* WORKING DATA
[Start of section]

Issue #7132, opened 2017-11-01
Improve DtoGenerator to annotate overridden methods


azatsarynnyy:
There are a lot of messages outputted during Che build about missed `@Override` annotations on the generated DTO implementations.
![image](https://user-images.githubusercontent.com/1636395/32280226-d282adb8-bf23-11e7-8e77-9539cd5920e7.png)

DtoGenerator should be fixed to annotate overridden methods with `@Override` or annotate generated classes with `@SuppressWarnings("MissingOverride")`.

I've tried to build Che with disabled Error Prone plugin (to avoid outputting these compilation warnings) and reverted [fix](https://github.com/eclipse/che/commit/da1895f0c25815d1c658e160df4857f71c9dc83f) that limits the amount of output in IDE. As a result, browser's tab with IDE was frozen much less time during Che build.

gazarenkov:
Good point and investigation, thanks!
I'd qualify it as a bug of P1 severity b/c it looks really bad and impacts on performance (as you mentioned)

PR #7169, opened 2017-11-02
Make compiler:compile less talkative while compiling the generated DTO impls

azatsarynnyy:
Signed-off-by: Artem Zatsarynnyi <azatsary@redhat.com>

### What does this PR do?
Make `compiler:compile` less talkative while compiling the generated DTO impls in order to make browser's tab with IDE more responsive during Che build.

For example, building of `che-core-api-factory-shared` module outputs ~500 lines less.

#7132

### DIFF
--- a/core/che-core-api-dto/src/main/java/org/eclipse/che/dto/generator/DtoTemplate.java
+++ b/core/che-core-api-dto/src/main/java/org/eclipse/che/dto/generator/DtoTemplate.java
@@ -216,7 +216,7 @@ public class DtoTemplate {
       builder.append("import com.google.gwt.json.client.*;\n");
       builder.append("import com.google.inject.Singleton;\n");
     }
-    builder.append("\n\n@SuppressWarnings({\"unchecked\", \"cast\"})\n");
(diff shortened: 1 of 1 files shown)


sleshchenko:
I'd say that it'd be better to add `@Override` annotations to templates instead of suppressing them. As far as I see [getters](https://github.com/eclipse/che/blob/6a95b6d74a7a592b082180f5e343e29de2519532/core/che-core-api-dto/src/main/java/org/eclipse/che/dto/generator/DtoImplClientTemplate.java#L209) have this annotation but [setters](https://github.com/eclipse/che/blob/6a95b6d74a7a592b082180f5e343e29de2519532/core/che-core-api-dto/src/main/java/org/eclipse/che/dto/generator/DtoImplClientTemplate.java#L1061) and [with...](https://github.com/eclipse/che/blob/6a95b6d74a7a592b082180f5e343e29de2519532/core/che-core-api-dto/src/main/java/org/eclipse/che/dto/generator/DtoImplClientTemplate.java#L1093) don't have.
But it's OK for me to merge it because this issue is not critical for generated DTO sources.

vparfonov (approved):

Issue #8326, opened 2018-01-17
ocp.sh need to fallback to xip.io or some other if nip.io is down


riuvshin:
nip.io is not quite stable, so we have to check if it online before we deploy che to openshift and if not we have to use alternatives

PR #8332, opened 2018-01-17
add test for DNS providers in ocp.sh and use backup if default doesn't work

riuvshin:
nip.io is down again... and we have failed tests on CI due to that.
So this PR adds the check for DNS provider and if default `nip.io` will fail test,  backup DNS provider will be used.

needed for: https://github.com/eclipse/che/issues/8326

### DIFF
--- a/dockerfiles/init/modules/openshift/files/scripts/ocp.sh
+++ b/dockerfiles/init/modules/openshift/files/scripts/ocp.sh
@@ -40,7 +40,7 @@ export OPENSHIFT_USERNAME=${OPENSHIFT_USERNAME:-${DEFAULT_OPENSHIFT_USERNAME}}
 DEFAULT_OPENSHIFT_PASSWORD="developer"
 export OPENSHIFT_PASSWORD=${OPENSHIFT_PASSWORD:-${DEFAULT_OPENSHIFT_PASSWORD}}
 
-BACKUP_DNS_PROVIDERS=(
+DNS_PROVIDERS=(
 xip.io
 nip.codenvy-stg.com
 )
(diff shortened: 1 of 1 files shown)


dockerfiles/init/modules/openshift/files/scripts/ocp.sh
```diff
@@ -77,6 +81,25 @@ export CONFIG_DIR=${CONFIG_DIR:-${DEFAULT_CONFIG_DIR}}
 
 }
 
+test_dns_provider() {
+    #Test  DNS_PROVIDER
+    if [[ $(dig +short 10.0.0.1.$DNS_PROVIDER) = "10.0.0.1" ]]; then
+        echo "$DNS_PROVIDER works - OK"
+    else
+        echo "$DNS_PROVIDER seems is not working, trying to use BACKUP_DNS_PROVIDERS"
```
garagatyi: Should `BACKUP_DNS_PROVIDERS` be a variable expansion?

dockerfiles/init/modules/openshift/files/scripts/ocp.sh
```diff
@@ -77,6 +81,25 @@ export CONFIG_DIR=${CONFIG_DIR:-${DEFAULT_CONFIG_DIR}}
...
+        for i in ${BACKUP_DNS_PROVIDERS[@]}
```
garagatyi: I would start with this code and omit first if clause at all

garagatyi (approved):
Looks OK, but take a look at my comments - there is a space to make PR even better!

riuvshin:
@garagatyi thanks for your feedback, PR updated.

sleshchenko (approved):

dockerfiles/init/modules/openshift/files/scripts/ocp.sh
```diff
@@ -77,6 +81,21 @@ export CONFIG_DIR=${CONFIG_DIR:-${DEFAULT_CONFIG_DIR}}
 
 }
 
+test_dns_provider() {
+    #add current $DNS_PROVIDER to the providers list to respect environment settings
+    DNS_PROVIDERS=("$DNS_PROVIDER" "${DNS_PROVIDERS[@]}")
+    for i in ${DNS_PROVIDERS[@]}
+        do
+        if [[ $(dig +short 10.0.0.1.$i) = "10.0.0.1" ]]; then
```
benoitf: should we use dig or only "host" command ?
also should it have some timeout ? if one of DNS provider is not replying we might have delays

riuvshin: @benoitf
1)  I feel more comfortable with `dig` host output should be parsed to get the IP while dig allows to get only IP
2) The reason why I didn't add timeout is because `dig` has own very short timeout.
real host resolve time:
```
time dig +short 10.0.0.1.nip.io
10.0.0.1

real	0m0.010s
user	0m0.002s
sys	0m0.003s
```

fake host resolve time:
```
time dig +short thisisfakehostnamepiupiu.com

real	0m0.055s
user	0m0.003s
sys	0m0.004s
```

benoitf: ok for dig.

By timeout, I was talking about when DNS provider is not responding/timeouting, not with an invalid domain name as in that case there is a DNS that reply that it is not existing.

garagatyi: +1 to what @benoitf said. In your example DNS is resolved fast but IP is not responding whereas the problem might be in DNS

riuvshin:
@garagatyi @benoitf added timeout

benoitf:
@riuvshin you don't want to use dig parameters like 
```
+time=T
Sets the timeout for a query to T seconds. The default time out is 5 seconds. An attempt to set T to less than 1 will result in a query timeout of 1 second being applied.

+tries=T
Sets the number of times to retry UDP queries to server to T instead of the default, 3. If T is less than or equal to zero, the number of retries is silently rounded up to 1.
```

riuvshin:
@benoitf that is exactly what I've said that dig has a default timeout (my examples with unknown dns didn't showed that timeout) that is why initially no timeout was specified, maybe I misunderstand but I thought you guys want something external to make sure that it will timeout no matter what

should I rever changes to original state?

benoitf:
@riuvshin my question was only about the "default timeout" when dig ask for a DNS server that is timeouting on reply

riuvshin:
@benoitf specified timeout to 5s(default) and try count to `1` (3 is default)

benoitf (approved):

Issue #8305, opened 2018-01-16
Add ability to use more than one test user in the selenium tests


Ohrimenko1988:
We need to add ability to use more than one test user in the selenium tests. It needs for usecases in the "organizations" tests package, and in "AccountTest" for safe updating and deleting user in the test suite.

PR #8342, opened 2018-01-18
Add ability to add several tests users to selenium tests

dmytro-ndp:
### What does this PR do?
1) Removes redundant legacy code to inject test users by email;
2) Fixes issue of injecting test user which has name which differs from email prefix;
3) Adds second test user which credentials is passed through the environment variables: _CHE_SECOND_TESTUSER_NAME_, _CHE_SECOND_TESTUSER_EMAIL_, _CHE_SECOND_TESTUSER_PASSWORD_;
Example of usage of _second test user_:
```
@Inject CheSecondTestUser secondTestUser;
```
4) Removes creation and removal of test user from the **TestUserImpl** class;
5) Makes it possible to use **TestUserServiceClient** class for non-default user.

#8305


selenium/che-selenium-core/bin/webdriver.sh
```diff
@@ -886,36 +889,81 @@ prepareTestUserForMultiuserChe() {
...
-           echo -e "${RED}[WARN] There is a problem with creation of test user in Keycloak server: '${response}'.${NO_COLOUR}"
-           echo -e "Admin user will be used as a test user."
+           echo -e "${RED}[WARN] There is a problem with creation of default test user in Keycloak server: '${response}'.${NO_COLOUR}"
+           echo -e "Admin user will be used as default test user."
            CHE_TESTUSER_NAME=${CHE_ADMIN_NAME}
            CHE_TESTUSER_EMAIL=${CHE_ADMIN_EMAIL}
            CHE_TESTUSER_PASSWORD=${CHE_ADMIN_PASSWORD}
         fi
+        
+        # create second test user
```
tolusha, line 898: It is possible to use the same function to create both users?

dmytro-ndp: yes, it is possible

selenium/che-selenium-core/src/main/java/org/eclipse/che/selenium/core/user/TestUserImpl.java
```diff
@@ -138,13 +106,6 @@ public void delete() {
             format("User name='%s' failed to remove workspace name='%s'", workspace, name), e);
       }
     }
-
-    try {
-      userServiceClient.remove(id);
```
tolusha, line 143: Is there a good reason to remove this?

dmytro-ndp: Che 6 doesn't allow to remove user by using user service so as user management is under control of Keycloak.

dmytro-ndp: Selenium tests are creating and removing test users by launcher webdriver.sh.

selenium/che-selenium-core/bin/webdriver.sh
dmytro-ndp: see fixup in new commit https://github.com/eclipse/che/pull/8342/commits/0eb82c942060c7c2d5863d0daf9559514a4cae94

tolusha (approved):

PR #8366, opened 2018-01-19
Fix kc deploy on openshift

### LINKED ISSUE #8320: fix che multi user deployment on ocp
today we have deployment issue while we deploy che multiuser to ocp, due to this issue we have first boot of KC pod failed and treat it as "normal behavior"  which not good.
This issue happen because to start KC pod it need CHE pod route while CHE pod also depends on KC.

riuvshin:
Makes deploy of CHE multi-user to openshift linear and stable. Before these changes we had situation where KC pod was always failing for the first time due to circular dependency between CHE and KC pods.

fixes: https://github.com/eclipse/che/issues/8320


sleshchenko (approved):
Good job!

dockerfiles/init/modules/openshift/files/scripts/deploy_che.sh
```diff
@@ -429,10 +471,6 @@ echo "[CHE] Deploying Che on ${OPENSHIFT_FLAVOR} (image ${CHE_IMAGE})"
 get_che_pod_config | oc apply --force=true -f -
 echo
 
-if [ "${CHE_DEDICATED_KEYCLOAK}" == "true" ]; then
-  "${COMMAND_DIR}"/multi-user/configure_and_start_keycloak.sh
```
garagatyi, line 433: Is it possible not to run keycloak now?

dockerfiles/init/modules/openshift/files/scripts/deploy_che.sh
```diff
@@ -312,6 +311,49 @@ else
     exit 1
 fi
 
+# -------------------------------------------------------------
+# create CHE service and route
+# -------------------------------------------------------------
+echo "[CHE] Creating serviceaccount, service and route for CHE pod"
+ echo "apiVersion: v1
```
benoitf, line 318: it looks strange to have yaml content in a shell script and not in its own yml file

riuvshin: we have a lot of that already, but yeah a I completely agree with that. Some times it is need to be able to use ENV vars for that yaml

benoitf: but there are some sed commands for that no ?

riuvshin: no, no sed at all.
https://github.com/eclipse/che/blob/master/dockerfiles/init/modules/openshift/files/scripts/deploy_che.sh#L391-L400
https://github.com/eclipse/che/blob/master/dockerfiles/init/modules/openshift/files/scripts/multi-user/deploy_postgres_and_keycloak.sh#L25-L38
https://github.com/eclipse/che/blob/master/dockerfiles/init/modules/openshift/files/scripts/multi-user/deploy_postgres_only.sh

we have a lot of that, I'm not saying that this is good, but nothing new.

dockerfiles/init/modules/openshift/files/scripts/deploy_che.sh
riuvshin: not sure I got the question, that section that I;ve removed was used to run KC after it failed first time now we don;t need that at all as it will start up normally with first attempt

dockerfiles/init/modules/openshift/files/scripts/deploy_che.sh
```diff
@@ -245,8 +245,7 @@ CHE_CONFIG_FILE_PATH=${CHE_CONFIG_FILE_PATH:-${DEFAULT_CHE_CONFIG_FILE_PATH}}
 cat "${CHE_DEPLOYMENT_FILE_PATH}" | \
     sed "s/          image:.*/          image: \"${CHE_IMAGE_SANITIZED}\"/" | \
     sed "s/          imagePullPolicy:.*/          imagePullPolicy: \"${IMAGE_PULL_POLICY}\"/" | \
-    inject_che_config "#CHE_MASTER_CONFIG" "${CHE_CONFIG_FILE_PATH}" | \
-    if [ "${ENABLE_SSL}" == "false" ]; then grep -v -e "tls:" -e "insecureEdgeTerminationPolicy: Redirect" -e "termination: edge" ; else cat -; fi #| \
+    inject_che_config "#CHE_MASTER_CONFIG" "${CHE_CONFIG_FILE_PATH}"
```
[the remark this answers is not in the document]
riuvshin: sorry, but I don;t see that to align here...

dockerfiles/init/modules/openshift/files/scripts/deploy_che.sh
riuvshin: so yes it is possible not to run KC here because KC is already started at this moment, and even CHE deployed. that part was needed to trigger KC run after it failed for the first time and CHE is already deployed but now KC is already fully started before CHE deploy

dockerfiles/init/modules/openshift/files/scripts/deploy_che.sh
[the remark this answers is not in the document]
garagatyi: I mean the function you are changing. It is not aligned properly.

dockerfiles/init/modules/openshift/files/scripts/deploy_che.sh
garagatyi: I think that the true way is to put everything into one deployment config, but since we are not there I'm OK to do this approach.
@riuvshin please, consider reworking everything to deployment config file(s) in the further improvements.

garagatyi (approved):

dockerfiles/init/modules/openshift/files/scripts/deploy_che.sh
riuvshin: yeah, sigle DC that is definitely a proper way, but yes we are far from there and we will go that way.

riuvshin: @benoitf WDYT?

benoitf (approved):

PR #8401, opened 2018-01-22
Fix servers probes on https powered deployment

### LINKED ISSUE #8378: Server liveness probes don't work when server is exposed as https URL without port
### Description
We have a bug when a port is not set in a server URL and https is used. We should use 443 instead of 80 in this case as a port. Or we can rework servers to use null as a port in such cases to be able to use default port when building URI.

### Reproduction Steps

**OS and version:**    

**Diagnostics:**

garagatyi:
### What does this PR do?
Fixes possibility to use server probes on an OpenShift deployment where https is enabled for routes.
Also, disallow server probes with port 0.

Fixes #8378

### DIFF
--- a/wsmaster/che-core-api-workspace/src/main/java/org/eclipse/che/api/workspace/server/hc/probe/server/ExecServerLivenessProbeConfigFactory.java
+++ b/wsmaster/che-core-api-workspace/src/main/java/org/eclipse/che/api/workspace/server/hc/probe/server/ExecServerLivenessProbeConfigFactory.java
@@ -29,7 +29,7 @@ public class ExecServerLivenessProbeConfigFactory implements HttpProbeConfigFact
     try {
       URL url = new URL(server.getUrl());
       return new HttpProbeConfig(
-          url.getPort() == -1 ? 80 : url.getPort(),
+          url.getPort() == -1 ? url.getDefaultPort() : url.getPort(),
           url.getHost(),
           url.getProtocol(),
           "/liveness",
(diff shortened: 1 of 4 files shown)


garagatyi:
ci-build

wsmaster/che-core-api-workspace/src/main/java/org/eclipse/che/api/workspace/server/hc/probe/server/ExecServerLivenessProbeConfigFactory.java
```diff
@@ -29,7 +29,7 @@ public HttpProbeConfig get(String workspaceId, Server server)
     try {
       URL url = new URL(server.getUrl());
       return new HttpProbeConfig(
-          url.getPort() == -1 ? 80 : url.getPort(),
+          url.getPort() == -1 ? url.getDefaultPort() : url.getPort(),
```
sleshchenko, line 32: Maybe it would be better to check `default port` here and throw `InternalInfrastructureException`. Otherwise, as far as I understand `IllegalArgumentException` may be thrown later.

sleshchenko (approved):

wsmaster/che-core-api-workspace/src/main/java/org/eclipse/che/api/workspace/server/hc/probe/server/ExecServerLivenessProbeConfigFactory.java
garagatyi: getDefaultPort will return 80 or 443 in case of https/http. And since we know that this server is http(s) it is OK I believe.

sleshchenko: Then it's OK to me.

akorneta (approved):

garagatyi:
ci-build

PR #8406, opened 2018-01-22
Updated policy of installers update

sleshchenko:
### What does this PR do?
Updates policy of installers update.
Now existing Che installers ([exec](https://github.com/eclipse/che/blob/master/agents/exec/installer/src/main/resources/installers/1.0.1/org.eclipse.che.exec.script.sh), [wsagent](https://github.com/eclipse/che/blob/master/wsagent/agent/src/main/resources/installers/1.0.0/org.eclipse.che.ws-agent.script.sh), etc.) must not be modified because they won't be applied to existing instances. Instead of updating new version must be added and them all workspace will pick it up if they use `latest` version.

With these changes, existing installers can be modified and they will be picked up by existing Che instances when it will be upgraded.
So, InstallerRegistry will do the following action when tomcat will be started:
<pre>
Check if installer from resources is already present in database
| +  if yes, check if installer in database and in resources are the same:
      | + if yes, log a message that latest version of an installer is already present.
      | - if no, update an installer in a database and log a message that an installer is updated.
| -  if no, insert an installer in a database and log a message that an installer is created.
</pre>

### Why it is important?
Now there is no a centralized ability to update installers that are already initialized. But IMHO it is so useful in the following cases:
- when it is needed to fix API incompatibility in an existing installer;
- when it is needed to fix minor bug or typo in an existing installer;

Now in the described cases, we have to create new installer version even when old one becomes broken.
And Dashboard will propose a user to installer broken installer, see example:
screenshot_20180122_175332
The actual difference between these two installers is - new installer is able to use environment variable with a free port for its server while old one always uses default port and will fail if any ports conflicts occur.
For End Users, it's not clear enough what is really a difference between installers and which one they should use. Actually, there is no sense to use an older version.

One of the use cases when It makes sense to have different installers version if they really provide different agents or install different software.
screenshot_20180122_180046

As additional benefit developer life become easier:
- because now PR doesn't show really changes, because always new file is added;
- if a developer wants to check his changes - he doesn't have an ability to build new binaries and check it on an existing instance because his changes won't be applied. He has to test it on new instance after destroying existing one or update installer manually via swagger (it is not so easy while original installer script should be processed each time to be JSON String compatible, like escaping all new lines and `"` characters).

#### Release Notes
Updated policy of installers update.

#### Docs PR
N/A

### DIFF
--- a/wsmaster/che-core-api-installer/src/main/java/org/eclipse/che/api/installer/server/impl/LocalInstallerRegistry.java
+++ b/wsmaster/che-core-api-installer/src/main/java/org/eclipse/che/api/installer/server/impl/LocalInstallerRegistry.java
@@ -24,7 +24,6 @@ import java.util.Set;
 import org.apache.maven.artifact.versioning.ComparableVersion;
 import org.eclipse.che.api.core.Page;
 import org.eclipse.che.api.installer.server.InstallerRegistry;
-import org.eclipse.che.api.installer.server.exception.InstallerAlreadyExistsException;
 import org.eclipse.che.api.installer.server.exception.InstallerException;
 import org.eclipse.che.api.installer.server.exception.InstallerNotFoundException;
 import org.eclipse.che.api.installer.server.model.impl.InstallerImpl;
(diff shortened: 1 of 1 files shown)


tolusha (approved):

sleshchenko:
Dear Reviewers, please review my PR and share your opinion about it.

garagatyi (approved):
Looks good!

akorneta (approved):
:+1:

skabashnyuk (approved):

gazarenkov (approved):

PR #8422, opened 2018-01-23
Rework default memory limit setting

### LINKED ISSUE #8377: Extract default machine ram limit from Internal Environment Factory
### Description
We need to get rid of the [defaultMachineMemorySizeMB](https://github.com/eclipse/che/blob/master/wsmaster/che-core-api-workspace/src/main/java/org/eclipse/che/api/workspace/server/spi/environment/InternalEnvironmentFactory.java#L59) parameter because not all the implementation of infrastructure may need this and actually not all of them may support the limits that is defined in Che, so the proposed way do to it:
- Make infrastructure responsible for the setting of limits;
- Make attribute [memoryLimitBytes](https://github.com/eclipse/che/blob/master/core/che-core-api-model/src/main/java/org/eclipse/che/api/core/model/workspace/config/MachineConfig.java#L28) optional;
- Adapt resource API components to the optional value of the attribute.

garagatyi:
### What does this PR do?
Extract default machine memory limit setting from InternalEnvironmentFactory to recipe specific environment factories.
Make memory limit attribute optional by respecting it by resource API subsystem.

Fixes #8377

### DIFF
--- a/core/che-core-api-model/src/main/java/org/eclipse/che/api/core/model/workspace/config/MachineConfig.java
+++ b/core/che-core-api-model/src/main/java/org/eclipse/che/api/core/model/workspace/config/MachineConfig.java
@@ -21,9 +21,9 @@ import java.util.Map;
 public interface MachineConfig {
 
   /**
-   * Name of the attribute from {@link #getAttributes()} which if present sets memory limit of the
-   * machine in bytes. If memory limit is set in environment specific recipe this attribute should
-   * override value from recipe.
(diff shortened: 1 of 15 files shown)


garagatyi:
ci-test

akorneta (approved):

sleshchenko (approved):
LGTM.
One suggestion: please consider adding mention of memory limit in `InternalEnvironmentFactory#doCreate`

skabashnyuk (approved):

PR #8453, opened 2018-01-25
Change PVC name provisioning to prefix + generating 8 chars

### LINKED ISSUE #8439: Create workspace failed on OpenShift: Name for persistent volume too long
I have successfully deployed Che 6.0.0-M5-SNAPSHOT on Red Hat OpenShift Container Platform 3.7, but creating a workspace always fails in my setup.

Root cause is that the persistent volume for the storage of the dev machine can not be provisioned. I am using GlusterFS (Container Native Storage) with dynamic provisioning as storage backend for OpenShift. I can see the following event in OpenShift:

> _Failed to provision volume with StorageClass "gluster-container": glusterfs: create volume err: failed to create endpoint/service error creating service: Service "glusterfs-dynamic-claim-che-workspace-workspaceb2jggx3x4a0138v8-projects" is invalid: metadata.name: Invalid value: "glusterfs-dynamic-claim-che-workspace-workspaceb2jggx3x4a0138v8-projects": must be no more than 63 characters_

Unfortunately the prefix "glusterfs-dynamic-" is always added in this kind of setup which leads to 73characters total (which is too long for kubernetes).

Is there a way to modify the template for deploying a new workspace, to make the persistent volume name shorter (e.g. drop "claim-che-workspace" or "-workspace" )? Workspace ID plus "-projects" might be enough for a unique name?

akorneta:
### What does this PR do?
Some of the OpenShift storage backends can use prefixes for objects names but the name length limit is equal to 63 characters, in such cases, the composite name(`prefix-workspaceId-volumeName`) that is used for `unique` PVC strategy does not fit the limitation. 
We proposing to change the naming to: `prefix-generated_chars_length_8` and put the volume name into PVC labels.

fix #8439

### DIFF
--- a/assembly/assembly-wsmaster-war/src/main/webapp/WEB-INF/classes/che/che.properties
+++ b/assembly/assembly-wsmaster-war/src/main/webapp/WEB-INF/classes/che/che.properties
@@ -338,7 +338,7 @@ che.infra.openshift.pvc.enabled=true
 #        Existing PVC will be used or new one will be created if it doesn't exist.
 #
 # - 'unique'
-#        PVC with name that is evaluated as '{che.infra.openshift.pvc.name} + '-' + {WORKSPACE_ID}'
+#        PVC with name that is evaluated as '{che.infra.openshift.pvc.name} + '-' + {generated_8_chars}'
 #        will be used for storing of workspaces data.
 #        Existing PVC will be used or a new one will be created if it doesn't exist.
 che.infra.openshift.pvc.strategy=common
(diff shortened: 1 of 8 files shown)


skabashnyuk (approved):

akorneta:
ci-build

akorneta:
ci-test-ocp

riuvshin:
ci-test-ocp

garagatyi (approved):

sleshchenko (approved):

[End of section]

The required output is every line above from the one with "Now there is" down to the one with "Now in the described", restated word for word, ends included.

* EXERCISE ANSWER
Now there is no a centralized ability to update installers that are already initialized. But IMHO it is so useful in the following cases:
- when it is needed to fix API incompatibility in an existing installer;
- when it is needed to fix minor bug or typo in an existing installer;

Now in the described cases, we have to create new installer version even when old one becomes broken.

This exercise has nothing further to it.